Every single entry needs to appear again exactly as given.

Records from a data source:

++++++++++

Issue #359, opened 2015-04-03
Sophisticated file handling


kazu-yamamoto:
This is random thoughts to support multiple ranges. (#345)

`wai-app-file-cgi` (base library for `mighttpd2`) also implements `Range:` by itself. To support multiple ranges in `warp`, I would like to remove this duplications.

First, the cache of file info (size, modification time, etc) should be ported from `mighttpd2`. This would drastically improve performance for non-sophisticate WAI applications since the number disk access decreases.

The cache of file info should be visible to WAI applications since they want to log how many bytes are sent without disk access. So, it can be specified through `Settings`. If not specified, it is initialized and used only internally.

The logic of `If-Modified-Since:`, `If-Unmodified-Since:`, and `If-Range:` should be ported from `wai-app-file-cgi`. We should discuss on `ETag:`, `If-Match:`, and `If-None-Match:`.

When `Maybe FilePart` of `ResponseFile` is `Nothing`, it indicates that normal contents are being sent. The range logic should run. Otherwise, range logic should not run. This typical case is to send a status message from a user-custom file.

kazu-yamamoto:
A crazy idea on the file info cache: adding a new member to`Request`, whose type is `FilePath -> IO FileInfo`.

awpr:
HTTP2Applications introduced by #426 are capable of streaming multiple file fragments as part of their normal operation; this makes it possible to implement multipart support for HTTP/2 without copying chunks of file data.

kazu-yamamoto:
@snoyberg Can I use `vault` to disclose the new cache of file information from Warp to applications?

snoyberg:
I don't see a reason why not.

kazu-yamamoto:
Thanks. I will export `getFileInfo` as `pauseTimeout` is exported.

I'm tackling this issue and #345 on HTTP/1.1 now.

kazu-yamamoto:
I'm closing this in favor of #477.

PR #473, opened 2015-12-01
File info cache

kazu-yamamoto:
These patches implement the file information cache.
This is the first step for #359.

@snoyberg Please review and merge this pull request.


warp/Network/Wai/Handler/Warp.hs
```diff
@@ -219,10 +223,26 @@ setManager x y = y { settingsManager = Just x }
 -- Enabling this cache results in drastic performance improvement for file
 -- transfers.
 --
--- Default value: since 3.0.13, default value is 0, was previously 10
+-- Default value: 0, was previously 10
```
snoyberg: Perhaps should include the comment from below:

> 0 means that the cache mechanism is not used.

warp/Network/Wai/Handler/Warp.hs
```diff
@@ -371,3 +391,10 @@ setHTTP2Disabled y = y { settingsHTTP2Enabled = False }
 -- Since 3.0.10
 pauseTimeout :: Request -> IO ()
 pauseTimeout = fromMaybe (return ()) . Vault.lookup pauseTimeoutKey . vault
+
+-- | Getting file information from the inside cache.
+--   If file information is not available, an IO error is thrown.
+--
+-- Since 3.1.10
+getFileInfo :: Request -> FilePath -> IO FileInfo
+getFileInfo = fromMaybe (\_ -> throwIO (userError "getFileInfo")) . Vault.lookup getFileInfoKey . vault
```
snoyberg: Wouldn't it be better to distinguish between "you're not actually using warp and therefore `getFileInfoKey` isn't populated" and "I couldn't find that file in the cache"

warp/Network/Wai/Handler/Warp/Request.hs
```diff
@@ -278,3 +281,7 @@ checkCR bs pos = if pos > 0 && 13 == S.index bs p then p else pos -- 13 is CR
 pauseTimeoutKey :: Vault.Key (IO ())
 pauseTimeoutKey = unsafePerformIO Vault.newKey
 {-# NOINLINE pauseTimeoutKey #-}
+
+getFileInfoKey :: Vault.Key (FilePath -> IO FileInfo)
```
snoyberg: By my recommendation above, this would return an `IO (Maybe FileInfo)`

warp/Network/Wai/Handler/Warp/Run.hs
```diff
@@ -237,13 +238,18 @@ runServeSettingsConnectionMakerSecure :: Settings
...
-            withTimeoutManager $ \tm ->
-                acceptConnection set getConnMaker serveConn dc fc tm counter
+    withII $ acceptConnection set getConnMaker serveConn counter
   where
+    withII action =
+        D.withDateCache $ \dc ->
+        F.withFdCache fdCacheDurationInSeconds $ \fc ->
+        I.withFileInfoCache fdFileInfoDurationInSeconds $ \get ->
+        withTimeoutManager $ \tm -> do
+            let ii0 = InternalInfo undefined tm fc get dc -- fixme: undefined
```
snoyberg: What's the fixme for?

warp/Network/Wai/Handler/Warp.hs
kazu-yamamoto: This explanation is included in the beginning of the manual, isn't it?

warp/Network/Wai/Handler/Warp/Run.hs
kazu-yamamoto: I would like to get rid of `undefined`. If we provide `defaultHandle` or something, this can be achieved. However, we need to introduce one more `unsafePerformIO`.

If you think that `undefined` is a necessary evil, let's leave it as it is.

warp/Network/Wai/Handler/Warp.hs
kazu-yamamoto: If warp is not used, applications cannot use `getFileInfoKey`. In other words, applications using `getFileInfo` or `pauseTimeout` depend on warp.

If you don't like these dependency, wai should provide them by itself. What do you think?

warp/Network/Wai/Handler/Warp.hs
snoyberg: Yup, scratch that, the diff display simply wasn't showing the earlier part of the comment.

warp/Network/Wai/Handler/Warp.hs
snoyberg: What I'm saying is that there are really two different ways this can fail:

1. The `Vault.lookup getFileInfoKey` fails. In this case, it's because Warp isn't being used, and I'm OK with that throwing an exception, since it's a clear misuse of the API
2. The lookup function itself fails because the file in question isn't in the cache. That's the case that I'd prefer not throw an exception, but instead return a `Nothing` value.

warp/Network/Wai/Handler/Warp/Run.hs
snoyberg: I just misread, ignore this.

warp/Network/Wai/Handler/Warp.hs
kazu-yamamoto: For (2), I think that you misunderstand.

`getFileInfo` tries to obtain the file information of the target file. This is main behavior. 

Using the cache or registering to the cache is just for performance purpose only.

In other words, this is just a high-performance `stat(2)` syscall. So, it's strange to have `Maybe` for its semantics.

snoyberg: If that's the case, I think the comments here are misleading. It says that it will check inside the cache, and if file information is not available, it will throw an exception. Perhaps it should read:

> Getting file information from the inside cache.
> If information on the given file is not yet in the cache, information will be looked up via a `stat` syscall.
> If this function is used an a `Request` generated by a WAI backend besides Warp, it will throw an exception.

kazu-yamamoto: Thank you for your advice. I pushed a new comment. I think that this pull request is ready to merge.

++++++++++

:: Answer section ::
Issue #359, opened 2015-04-03
Sophisticated file handling


kazu-yamamoto:
This is random thoughts to support multiple ranges. (#345)

`wai-app-file-cgi` (base library for `mighttpd2`) also implements `Range:` by itself. To support multiple ranges in `warp`, I would like to remove this duplications.

First, the cache of file info (size, modification time, etc) should be ported from `mighttpd2`. This would drastically improve performance for non-sophisticate WAI applications since the number disk access decreases.

The cache of file info should be visible to WAI applications since they want to log how many bytes are sent without disk access. So, it can be specified through `Settings`. If not specified, it is initialized and used only internally.

The logic of `If-Modified-Since:`, `If-Unmodified-Since:`, and `If-Range:` should be ported from `wai-app-file-cgi`. We should discuss on `ETag:`, `If-Match:`, and `If-None-Match:`.

When `Maybe FilePart` of `ResponseFile` is `Nothing`, it indicates that normal contents are being sent. The range logic should run. Otherwise, range logic should not run. This typical case is to send a status message from a user-custom file.

kazu-yamamoto:
A crazy idea on the file info cache: adding a new member to`Request`, whose type is `FilePath -> IO FileInfo`.

awpr:
HTTP2Applications introduced by #426 are capable of streaming multiple file fragments as part of their normal operation; this makes it possible to implement multipart support for HTTP/2 without copying chunks of file data.

kazu-yamamoto:
@snoyberg Can I use `vault` to disclose the new cache of file information from Warp to applications?

snoyberg:
I don't see a reason why not.

kazu-yamamoto:
Thanks. I will export `getFileInfo` as `pauseTimeout` is exported.

I'm tackling this issue and #345 on HTTP/1.1 now.

kazu-yamamoto:
I'm closing this in favor of #477.

PR #473, opened 2015-12-01
File info cache

kazu-yamamoto:
These patches implement the file information cache.
This is the first step for #359.

@snoyberg Please review and merge this pull request.


warp/Network/Wai/Handler/Warp.hs
```diff
@@ -219,10 +223,26 @@ setManager x y = y { settingsManager = Just x }
 -- Enabling this cache results in drastic performance improvement for file
 -- transfers.
 --
--- Default value: since 3.0.13, default value is 0, was previously 10
+-- Default value: 0, was previously 10
```
snoyberg: Perhaps should include the comment from below:

> 0 means that the cache mechanism is not used.

warp/Network/Wai/Handler/Warp.hs
```diff
@@ -371,3 +391,10 @@ setHTTP2Disabled y = y { settingsHTTP2Enabled = False }
 -- Since 3.0.10
 pauseTimeout :: Request -> IO ()
 pauseTimeout = fromMaybe (return ()) . Vault.lookup pauseTimeoutKey . vault
+
+-- | Getting file information from the inside cache.
+--   If file information is not available, an IO error is thrown.
+--
+-- Since 3.1.10
+getFileInfo :: Request -> FilePath -> IO FileInfo
+getFileInfo = fromMaybe (\_ -> throwIO (userError "getFileInfo")) . Vault.lookup getFileInfoKey . vault
```
snoyberg: Wouldn't it be better to distinguish between "you're not actually using warp and therefore `getFileInfoKey` isn't populated" and "I couldn't find that file in the cache"

warp/Network/Wai/Handler/Warp/Request.hs
```diff
@@ -278,3 +281,7 @@ checkCR bs pos = if pos > 0 && 13 == S.index bs p then p else pos -- 13 is CR
 pauseTimeoutKey :: Vault.Key (IO ())
 pauseTimeoutKey = unsafePerformIO Vault.newKey
 {-# NOINLINE pauseTimeoutKey #-}
+
+getFileInfoKey :: Vault.Key (FilePath -> IO FileInfo)
```
snoyberg: By my recommendation above, this would return an `IO (Maybe FileInfo)`

warp/Network/Wai/Handler/Warp/Run.hs
```diff
@@ -237,13 +238,18 @@ runServeSettingsConnectionMakerSecure :: Settings
...
-            withTimeoutManager $ \tm ->
-                acceptConnection set getConnMaker serveConn dc fc tm counter
+    withII $ acceptConnection set getConnMaker serveConn counter
   where
+    withII action =
+        D.withDateCache $ \dc ->
+        F.withFdCache fdCacheDurationInSeconds $ \fc ->
+        I.withFileInfoCache fdFileInfoDurationInSeconds $ \get ->
+        withTimeoutManager $ \tm -> do
+            let ii0 = InternalInfo undefined tm fc get dc -- fixme: undefined
```
snoyberg: What's the fixme for?

warp/Network/Wai/Handler/Warp.hs
kazu-yamamoto: This explanation is included in the beginning of the manual, isn't it?

warp/Network/Wai/Handler/Warp/Run.hs
kazu-yamamoto: I would like to get rid of `undefined`. If we provide `defaultHandle` or something, this can be achieved. However, we need to introduce one more `unsafePerformIO`.

If you think that `undefined` is a necessary evil, let's leave it as it is.

warp/Network/Wai/Handler/Warp.hs
kazu-yamamoto: If warp is not used, applications cannot use `getFileInfoKey`. In other words, applications using `getFileInfo` or `pauseTimeout` depend on warp.

If you don't like these dependency, wai should provide them by itself. What do you think?

warp/Network/Wai/Handler/Warp.hs
snoyberg: Yup, scratch that, the diff display simply wasn't showing the earlier part of the comment.

warp/Network/Wai/Handler/Warp.hs
snoyberg: What I'm saying is that there are really two different ways this can fail:

1. The `Vault.lookup getFileInfoKey` fails. In this case, it's because Warp isn't being used, and I'm OK with that throwing an exception, since it's a clear misuse of the API
2. The lookup function itself fails because the file in question isn't in the cache. That's the case that I'd prefer not throw an exception, but instead return a `Nothing` value.

warp/Network/Wai/Handler/Warp/Run.hs
snoyberg: I just misread, ignore this.

warp/Network/Wai/Handler/Warp.hs
kazu-yamamoto: For (2), I think that you misunderstand.

`getFileInfo` tries to obtain the file information of the target file. This is main behavior. 

Using the cache or registering to the cache is just for performance purpose only.

In other words, this is just a high-performance `stat(2)` syscall. So, it's strange to have `Maybe` for its semantics.

snoyberg: If that's the case, I think the comments here are misleading. It says that it will check inside the cache, and if file information is not available, it will throw an exception. Perhaps it should read:

> Getting file information from the inside cache.
> If information on the given file is not yet in the cache, information will be looked up via a `stat` syscall.
> If this function is used an a `Request` generated by a WAI backend besides Warp, it will throw an exception.

kazu-yamamoto: Thank you for your advice. I pushed a new comment. I think that this pull request is ready to merge.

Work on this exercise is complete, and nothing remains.